NABU Karben besucht die Grube Messel

Am 24. Juni 2016 hatte der NABU Karben zu einer Fahrt ins Weltkulturerbe Messel eingeladen. 18  interessierte Teilnehmer machten sich auf den Weg und fanden sich dort pünktlich zur Führung ein. Vorher wurde auf die Zugangsvoraussetzungen hingewiesen:
Wettergemäße Kleidung (Hitze wie Regen) und festes, flaches Schuhwerk mit Profilsohle sind unbedingt erforderlich. Es regnete an dem Morgen gerade mal nicht und die Hitze in der Grube war erträglich.

Foto König-Amann: In der Grube Messel brodelte einst ein Vulkan
Die Grube Messel ist vulkanischen Ursprungs (Foto: König-Amann)

Trotz guter Kenntnisse über die Ölschiefer- und Fossil-Lagerstätte Grube Messel war die Entstehungsgeschichte bis 2001 weitgehend unbekannt. Erst die Geophysik und eine Forschungsbohrung im Herbst 2001 hat es offenbart: Das Seebecken vor etwa 47 Millionen Jahren war ein Maar-Kratersee. 47 Millionen Jahre in wenigen Sekunden.
Die heutige Grube Messel hat eine Ausdehnung von rund 800 m Durchmesser und einer Tiefe von etwa 65 m. Wer sie durchquert, wird sich fast nicht vorstellen können, dass die Auswirkungen der Maarexplosionen vor etwa 47 Millionen Jahren bis in eine Tiefe von fast 2000 m reichen.
Die Gruppe erlebte bei einer Führung, wie Geowissenschaftler die Vergangenheit lebendig lassen werden können. Sie erfuhren, wie die im Ölschiefer enthaltenen Fossilien entstanden sind und wie die Region um Messel vor 48 Millionen Jahren aussah.

Foto König-Amann: ein Höhepunkt der Führung - die Jedermann-Suche nach Fosslien
An diesem Haufen Ölschiefer dürfte jeder mal suchen (Foto: König-Amann)

Bei einigen Ölschiefer-Aufschüttungen konnte selbst versucht werden, aus dem Ölschiefer erkennbare Artefakte zu lösen. Es ist wie beim Lotto – man versucht es immer wieder und hofft, doch einmal etwas richtig Gutes zu finden. Ein Blatt wurde gefunden und eine Fischflosse gezeigt ….
Man schlüpft in die Rolle des Entdeckers  und möchte schon des 72. Urpferdchen finden. Aber wir hätten es doch nicht mitnehmen dürfen, denn die Grube Messel ist ein UNESCO Weltnaturerbe und steht daher unter besonderem Schutz. Ihre Fossilien sollen für die Nachwelt erhalten bleiben! „Das Graben nach Fossilien und die Mitnahme von Gesteinen (Ölschiefer und Fossilien), Tieren und Pflanzen aus der Grube Messel ist  für Privatpersonen nicht gestattet."

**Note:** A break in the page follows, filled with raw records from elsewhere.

PR #1809, opened 2023-12-21
refactor(logging): drop the unnecessary interface, use `log` instead of `dsn_log` and improve the tests

empiredan:
Refactor the logging system, including:
- drop the unnecessary interface `logging_provider::dsn_logv()`
- change `dsn_log` or `dlog` to `log` for the naming of logging-related
macros, functions, classes, types and variables
- improve the tests for the logging and fix the bug that the whole
utils test directory is removed after utils tests are finished.

### DIFF
--- a/src/utils/test/logger.cpp
+++ b/src/utils/test/logger.cpp
@@ -25,7 +25,7 @@
  */
 
 #include <errno.h>
-#include <stdarg.h>
+#include <fmt/core.h>
 #include <stdio.h>
 #include <unistd.h>
 #include <algorithm>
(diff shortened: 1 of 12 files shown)


src/utils/test/logger.cpp
```diff
@@ -36,99 +37,95 @@
...
 
-static void clear_files(vector<int> &log_index)
-{
-    char file[256] = {};
-    for (auto i : log_index) {
-        snprintf_p(file, 256, "log.%d.txt", i);
-        dsn::utils::filesystem::remove_path(string(file));
-    }
-}
+// Don't name the dir with "./test", otherwise the whole utils test dir would be removed.
```
acelyc111, line 75: 👍

acelyc111 (approved):

GehaFearless (approved):

PR #1816, opened 2023-12-22
fix: standby meta server exits abnormally with core dump after receiving the http request `/meta/cluster`

empiredan:
https://github.com/apache/incubator-pegasus/issues/1817

If meta server is built without testing(i.e. `./run.sh build` without `--test`),
the macro `MOCK_TEST` dedicated to test code should not be enabled,
which might lead to unexpected behaviors.

On the other hand, meta server should not exit abnormally with core
dump even if it is built for testing(i.e. `./run.sh build --test`). Once it
finds that balancer is not initialized by mocking, it should go through
the normal process to prevent from core dump.

### DIFF
--- a/src/meta/meta_http_service.cpp
+++ b/src/meta/meta_http_service.cpp
@@ -829,7 +829,10 @@ void meta_http_service::update_scenario_handler(const http_request &req, http_re
 bool meta_http_service::redirect_if_not_primary(const http_request &req, http_response &resp)
 {
 #ifdef MOCK_TEST
-    // Once MOCK_TEST is defined, the meta server must has been built with `./run.sh build --test`.
+    // To enable MOCK_TEST, the option BUILD_TEST for cmake should be opened by:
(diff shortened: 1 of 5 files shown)


src/meta/meta_http_service.cpp
```diff
@@ -827,12 +828,26 @@ void meta_http_service::update_scenario_handler(const http_request &req, http_re
 
 bool meta_http_service::redirect_if_not_primary(const http_request &req, http_response &resp)
 {
-#ifdef DSN_MOCK_TEST
-    return true;
+#ifdef MOCK_TEST
+    // Once MOCK_TEST is defined, the meta server must has been built with `./run.sh build --test`.
```
acelyc111, line 832: It would be better to say `BUILD_TEST` or `MOCK_TEST` is enabled, because it's possible to build by cmake directly, not using ./run.sh build.

acelyc111 (approved):

GehaFearless (approved):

Foto König-Amann: das Urpferdchen versteinert und im Modell
Das Urpferdchen der Gruße Messel - das Fossil und das Modell (Foto: König-Amann)

Nach der der 2 stündigen Führung war noch die Besichtigung des sehr informativen Besucherzentrums im Programm. Bei dem Rundgang durch Räume, die verschiedenen Themen gewidmet sind, erfährt der Besucher Wissenswertes zum Beispiel zu den Themen Landschaft, Vulkanismus oder Dschungel.
Einer der Höhepunkte ist eine virtuelle „Fahrt in die Tiefe“. Die kaleidoskopische Zeitreise in die Welt der Gesteine bietet eine 360°-Projektion und simuliert eine Bohrung bis in eine Tiefe von 433 Meter.
Am Ende des Rundganges erwartet den Besucher eine Schatzkammer mit fossilen Funden der Grube Messel.
Nach dieser Tour durch die Erdgeschichte entspannte sich die Gruppe in einer nahegelegenen Gaststätte bei gutem Essen, bevor es vor dem Gewitter wieder heimwärts nach Karben ging.